-------- SOURCE DATA

PR #1226, opened 2024-01-13
Update task inputs for resources and assets to account for file renames and moves

jrodbx:
PathSensitivity.NONE implies that no part of the path matters -- not even the filename -- so it only looks at the content which is wrong since resource IDs are usually computed from filename.  In addition, if a resource is moved between qualifier folders, this would be undetected as it's considered UP-TO-DATE.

----------------

Give back every line above, unchanged.

TASK ANSWER.
PR #1226, opened 2024-01-13
Update task inputs for resources and assets to account for file renames and moves

jrodbx:
PathSensitivity.NONE implies that no part of the path matters -- not even the filename -- so it only looks at the content which is wrong since resource IDs are usually computed from filename.  In addition, if a resource is moved between qualifier folders, this would be undetected as it's considered UP-TO-DATE.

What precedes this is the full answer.